#### [ACTION ITEM]
Using the records below, give again exactly the lines from the line that contains "fix: if MCP-Protocol-Version" through the line that contains "protocol version 2025-06-18.", both ends included, and only those.

==============================

PR #855, opened 2025-06-27
fix: if MCP-Protocol-Version header is not provided, assume 2025-03-26

kurtisvg:
The current language in the spec (2025-06-18) reads:

> For backwards compatibility, if the server does not receive an MCP-Protocol-Version header, and has no other way to identify the version - for example, by relying on the protocol version negotiated during initialization - the server SHOULD assume protocol version 2025-06-18.

This updates the language to use **MAY**, and to assume the version is 2025-03-18 (since in version 2025-06-18 onwards the header is required).

## Motivation and Context
Fixes #548

## Breaking Changes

==============================

#### [SOLVED PROBLEM]
fix: if MCP-Protocol-Version header is not provided, assume 2025-03-26

kurtisvg:
The current language in the spec (2025-06-18) reads:

> For backwards compatibility, if the server does not receive an MCP-Protocol-Version header, and has no other way to identify the version - for example, by relying on the protocol version negotiated during initialization - the server SHOULD assume protocol version 2025-06-18.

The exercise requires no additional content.